Japan plans to shift its cryptocurrency tax system from progressive rates, which can reach up to 55%, to a flat 20% levy on trading gains. This reform aims to align digital asset taxation with that of stocks and other mainstream investments, with the goal of reviving domestic trading activity and attracting institutional products.
Under the proposed changes, income derived from cryptocurrency trading will be taxed separately from salaries or business earnings. The flat 20% tax will be split, with 15% allocated to the central government and 5% to local authorities.
Lawmakers supporting the reform believe that a reduced tax burden will encourage more trading within Japan's domestic market. They also anticipate that this move will spur innovation in blockchain technology and attract asset management firms, including major players like Nomura, Daiwa, MUFG, and Amova, to develop new products.
The reform is expected to be incorporated into Japan’s 2026 tax policy outline, which is slated for release later this year. Currently, the high progressive tax rates on digital assets have been a deterrent to domestic investors. In contrast, gains from equities and investment trusts are already taxed at a uniform 20%.
Supporters of the reform argue that it will not only revive trading activity but also potentially lead to higher overall tax revenue. Furthermore, they see it as a catalyst for broader technological innovation, particularly in services built around blockchain infrastructure.

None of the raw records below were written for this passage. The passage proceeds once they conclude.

Issue #41, opened 2020-07-08
[New Rule] Elastic Endpoint and External Alerts


spong:
## Description
In support of https://github.com/elastic/kibana/issues/65942 to create two new pre-packaged rules that will enable `Elastic Endpoint Alerts` and `External Alerts` to be used in investigations.

## Required Info

- **Eventing Sources:** `Elastic Endpoint` and all external sources where `event.kind:alert`
- **Target Operating Systems:** All
- **Platforms:** All
- **Target ECS Version:** 1.5.0
- **New fields required in ECS for this? Associated issue/PR:** n/a

## Optional Info
- **References:**
  * https://github.com/elastic/kibana/issues/65942
  * https://github.com/elastic/kibana/issues/65943
  * https://github.com/elastic/kibana/issues/65941
  * https://github.com/elastic/kibana/issues/66317

PR #42, opened 2020-07-09
[New Rule] Elastic Endpoint and External Alerts

spong:
## Issues
Resolves https://github.com/elastic/detection-rules/issues/41

## Summary
In support of elastic/kibana#65942 to create two new pre-packaged rules that will enable `Elastic Endpoint Alerts` and `External Alerts` to be used in investigations.

This also includes updates to `schema.py` for the new fields added to the `rules_schema` as part of https://github.com/elastic/kibana/pull/70288. These new fields include:

``` ts
export interface TheseAreTheNewFields {
  author: string[];
  building_block_type: string; // 'default'
  license: string;
  risk_score_mapping: Array<
    {
      field: string;
      operator: string; // 'equals'
      value: string;
    }
  >;
  rule_name_override: string;
  severity_mapping: Array<
    {
      field: string;
      operator: string; // 'equals'
      value: string;
      severity: string; // 'low' | 'medium' | 'high' | 'critical'
    }
  >;
  timestamp_override: string;
}
```

Note: `risk_score_mapping` and `severity_mapping` are subject to change depending on the desired implementation.

## Contributor checklist

- Have you signed the [contributor license agreement](https://www.elastic.co/contributor-agreement)? Yes!
- Have you followed the [contributor guidelines](https://github.com/elastic/detection-rules/blob/main/CONTRIBUTING.md)? Yes!?


detection_rules/schema.py
```diff
@@ -16,6 +16,7 @@
 VERSION_PATTERN = r'\d+\.\d+\.\d+'
 RULE_LEVELS = ['recommended', 'aggressive']
 MATURITY_LEVELS = ['development', 'testing', 'staged', 'production', 'deprecated']
+OPERATORS = ['equals']
```
spong, line 19: The supported `operators` for Severity/RiskScore mapping is currently only `equals` see [rules schema](https://github.com/elastic/kibana/blob/591e10355aa5e9fe590361fd22483257d146b9ba/x-pack/plugins/security_solution/common/detection_engine/schemas/common/schemas.ts#L209-L212).

detection_rules/schema.py
```diff
@@ -81,6 +82,23 @@ class Filters(jsl.Document):
     query = jsl.DocumentField(FilterQuery)
 
 
+class RiskScoreMapping(jsl.Document):
+    """Risk score mapping"""
+
+    field = jsl.StringField(required=True)
+    operator = jsl.StringField(required=True, enum=OPERATORS)
+    value = jsl.StringField(required=True, default="")
```
spong, line 90: Initially we're only supporting the copying a single field's value to `event.risk_score` for `RiskScoreMapping`, however the intent here is to allow for more complex mapping in future releases. We'll probably need a `risk_score` field here as well (like `severity` below) for mapping to specific values, e.g. `some.custom.field 'equals' some_value` maps to the provided `risk_score`. 

To be honest, it would be nice to have an expression engine where the user could have access to all source event fields and then calculate the desired `risk_score`. Would appreciate any thoughts/ideas here 🙂

detection_rules/schema.py
```diff
@@ -110,6 +128,7 @@ class SiemRuleApiSchema(jsl.Document):
 
     actions = jsl.ArrayField(required=False)
     author = jsl.ArrayField(jsl.StringField(default="Elastic"), required=True, min_items=1)
+    building_block_type = jsl.StringField(required=False)
```
spong, line 131: Defaults to `undefined`, but if specified during the rule creation flow we set to `default` ([source](https://github.com/elastic/kibana/blob/d5558cd4bf8dc8d1f6ba9b39267f7d832f9bc14a/x-pack/plugins/security_solution/public/detections/pages/detection_engine/rules/create/helpers.ts#L141)). Implemented as a `string` to support future building block types.

detection_rules/schema.py
```diff
@@ -127,13 +146,17 @@ class SiemRuleApiSchema(jsl.Document):
     # output_index = jsl.StringField(required=False)  # this is NOT allowed!
     references = jsl.ArrayField(jsl.StringField(), required=False)
     risk_score = jsl.IntField(minimum=0, maximum=100, required=True, default=21)
+    risk_score_mapping = jsl.ArrayField(jsl.DocumentField(RiskScoreMapping), required=False, min_items=1)
     rule_id = jsl.StringField(pattern=UUID_PATTERN, required=True)
+    rule_name_override = jsl.StringField(required=False)
```
spong, line 151: Initial support is for specifying a single field to map to `signal.rule.name`, but would be nice to support templating here, thoughts?

rules/cross-platform/external_alerts.toml
```diff
@@ -0,0 +1,57 @@
...
+description = """
+Generates a detection alert each time an external alert is received. Enabling this rule allows you to immediately being
+investigating external alerts in the app.
+"""
+language = "kuery"
+license = "Elastic License"
+name = "External Alerts"
+risk_score = 47
+rule_id = "eb079c62-4481-4d6e-9643-3ca499df7aaa"
+rule_name_override = "message"
```
spong, line 18: Do we want to override the `Rule Name` for `External Alerts` like we do for the `Elastic Endpoint` rule?

rules/cross-platform/external_alerts.toml
```diff
@@ -0,0 +1,57 @@
...
+severity = "medium"
+tags = ["Elastic"]
+timestamp_override = "event.ingested"
```
spong, line 21: I don't think we want to override the timestamp here since `event.ingested` might not be filled in for most external alerts?

rules/endpoint/elastic_endpoint.toml
```diff
@@ -0,0 +1,60 @@
...
+field = "event.severity"
+operator = "equals"
+value = "73"
+severity = "high"
+
+[[rule.severity_mapping]]
+field = "event.severity"
+operator = "equals"
+value = "99"
+severity = "critical"
```
spong, line 59: Need to confirm the `SeverityMapping` for the `Elastic Endpoint` rule. `signal.rule.severity` is a `keyword` and we've been using `low`/`medium`/`high`/`critical` as an enum for it, however `event.severity` (and `signal.original_event.severity`) are mapped as a `long`.

rules/endpoint/elastic_endpoint.toml
```diff
@@ -0,0 +1,60 @@
...
+updated_date = "2020/07/08"
+
+[rule]
+author = ["Elastic"]
+description = """
+Generates a detection alert each time an Elastic Endpoint alert is received. Enabling this rule allows you to
+immediately begin investigating your Elastic Endpoint alerts.
+"""
+enabled = true
+from = "now-15m"
```
spong, line 14: What `from`/`interval` will we want for each of these? Also, I imagine we'll want to increase the `max_signals` as well?

detection_rules/schema.py
```diff
@@ -81,6 +82,23 @@ class Filters(jsl.Document):
     query = jsl.DocumentField(FilterQuery)
 
 
+class RiskScoreMapping(jsl.Document):
+    """Risk score mapping"""
```
rw-access, line 86: lame python257 nit
```suggestion
    """Risk score mapping."""
```

detection_rules/schema.py
```diff
@@ -81,6 +82,23 @@ class Filters(jsl.Document):
...
+
+    field = jsl.StringField(required=True)
+    operator = jsl.StringField(required=True, enum=OPERATORS)
+    value = jsl.StringField(required=True, default="")
+
+
+class SeverityMapping(jsl.Document):
+    """Severity mapping"""
```
rw-access, line 94: another pep257 nit
```suggestion
    """Severity mapping."""
```

detection_rules/schema.py
rw-access: I don't thinks this was intended?
```suggestion
    field = jsl.StringField(required=True)
    operator = jsl.StringField(required=True, enum=OPERATORS)
    value = jsl.StringField(required=True)
```

rw-access:
For the folder layout, I think we can rename the `endpoint` folder to `promotions` and put all promotion rules in there. Endgame, Endpoint, External Alerts, etc.

detection_rules/schema.py
brokensound77: Templating derived from various fields would be great. 

```
<process.name> executed the command <process.command_line> on <host.name>
```

rules/cross-platform/external_alerts.toml
brokensound77: I would think so, though it is less predictable than endpoint, but `message` seems like the best fit

rules/cross-platform/external_alerts.toml
```diff
@@ -0,0 +1,57 @@
+[metadata]
+creation_date = "2020/07/08"
+ecs_version = ["1.5.0"]
+maturity = "development"
+updated_date = "2020/07/08"
+
+[rule]
+author = ["Elastic"]
+description = """
+Generates a detection alert each time an external alert is received. Enabling this rule allows you to immediately being
```
brokensound77, line 10:
```suggestion
Generates a detection alert each time an external alert is received. Enabling this rule allows you to immediately begin
```

rules/cross-platform/external_alerts.toml
```diff
@@ -0,0 +1,57 @@
...
+investigating external alerts in the app.
+"""
+language = "kuery"
+license = "Elastic License"
+name = "External Alerts"
```
brokensound77, line 15: is this displayed/used anywhere in the UI when a `rule_name_override` is defined?

rules/cross-platform/external_alerts.toml
brokensound77: when a timestamp override is defined and missing, does it default back to `@timestamp`?

rules/endpoint/elastic_endpoint.toml
```diff
@@ -0,0 +1,60 @@
+[metadata]
+creation_date = "2020/07/08"
+ecs_version = ["1.5.0"]
+maturity = "development"
```
brokensound77, line 4: we'll need to bump these to `production` to make it into the package

rules/cross-platform/external_alerts.toml
spong: Yeah, this'll be used within the `Rules Table` and on the `Rule Details` page as well. When defined, `rule_name_override` is only used to populate `signal.rule.name`, so mostly specific to visualizing signals.

detection_rules/schema.py
spong: Looks like I just conflated `required`/`default` -- I think we'll want `default` here?

rules/endpoint/elastic_endpoint.toml
rw-access:
```suggestion
maturity = "production"
```

rules/cross-platform/external_alerts.toml
spong: Yes, will need to add to signal metadata so the user knows this happened.

rules/cross-platform/external_alerts.toml
```diff
@@ -0,0 +1,57 @@
+[metadata]
+creation_date = "2020/07/08"
+ecs_version = ["1.5.0"]
+maturity = "development"
```
spong, line 4:
```suggestion
maturity = "production"
```

rules/cross-platform/external_alerts.toml
```diff
@@ -0,0 +1,57 @@
...
+updated_date = "2020/07/08"
+
+[rule]
+author = ["Elastic"]
+description = """
+Generates a detection alert each time an external alert is received. Enabling this rule allows you to immediately being
+investigating external alerts in the app.
+"""
+language = "kuery"
+license = "Elastic License"
```
spong, line 14: Add `max_signals = unbounded` (and support for unbounded 😉 )

rules/cross-platform/external_alerts.toml
spong: TODO: Also add that index will default to configured `securitySolution:defaultIndex`

rules/endpoint/elastic_endpoint.toml
spong: Let's change to `"now-10m"`, with interval `5m`

rules/endpoint/elastic_endpoint.toml
```diff
@@ -0,0 +1,60 @@
...
+
+[rule]
+author = ["Elastic"]
+description = """
+Generates a detection alert each time an Elastic Endpoint alert is received. Enabling this rule allows you to
+immediately begin investigating your Elastic Endpoint alerts.
+"""
+enabled = true
+from = "now-15m"
+index = ["logs-*"]
```
spong, line 15: See if we can refine this further

detection_rules/schema.py
```diff
@@ -81,6 +82,23 @@ class Filters(jsl.Document):
...
+    value = jsl.StringField(required=True, default="")
+
+
+class SeverityMapping(jsl.Document):
+    """Severity mapping."""
+
+    field = jsl.StringField(required=True)
+    operator = jsl.StringField(required=True, enum=OPERATORS)
+    value = jsl.StringField(required=True)
+    severity = jsl.StringField(required=True)
```
spong, line 99:
```suggestion
    field = jsl.StringField(required=True)
    operator = jsl.StringField(required=False, enum=OPERATORS)
    value = jsl.StringField(required=False)
    severity = jsl.StringField(required=False)
```

rules/endpoint/elastic_endpoint.toml
spong: These are fine for now -- from product:

> Malware on-write and on-execution when Detected, is a critical/99
Malware on-write and on-execution when Prevented, is a high/73

rules/promotions/elastic_endpoint.toml
```diff
@@ -0,0 +1,60 @@
...
+timestamp_override = "event.ingested"
+type = "query"
+
+query = '''
+event.kind:alert and event.module:(endpoint and not endgame)
+'''
+
+
+[[rule.risk_score_mapping]]
+field = "event.risk_score"
```
spong, line 34: We may want to use `event.risk_score_norm` here, but I'm not quite sure the endpoint is populate that field as well. Will verify during testing.

spong:
> LGTM if we can make `logs-*` more precise

I've asked internally for what we could refine this further to. Will leave the comment above unresolved for reference/tracking.

rules/endpoint/elastic_endpoint.toml
spong: Looks like we can use `logs-endpoint.alerts-*` -- updating! 🎉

This initiative reflects a growing recognition by the Japanese government that cryptocurrencies have matured into a standard investment category, moving away from their perception as a fringe asset class. Data from the Japan Virtual and Crypto Assets Exchange Association indicates a significant number of active crypto accounts in the country, estimated at approximately eight million.
Major financial institutions are already preparing for this potential shift. Nomura Asset Management has established a cross-division task force to strategize product development for a post-regulatory environment. Daiwa Asset Management is collaborating with ETF specialist Global X Japan. Mitsubishi UFJ Asset Management and Amova Asset Management are also actively evaluating their fund offerings for both retail and institutional clients.
Asset managers are addressing practical considerations such as establishing reliable pricing benchmarks, ensuring rapid acquisition capabilities to meet investor demand, and implementing robust custody and security systems. The inherent volatility of digital assets remains a key concern that these firms are working to mitigate.
In parallel, the Financial Services Agency (FSA) is developing new regulations that will apply to 105 cryptocurrencies listed domestically. This includes major assets like Bitcoin (BTC) and Ethereum (ETH), which will be treated as financial products subject to insider trading laws, further integrating them into the established financial regulatory framework.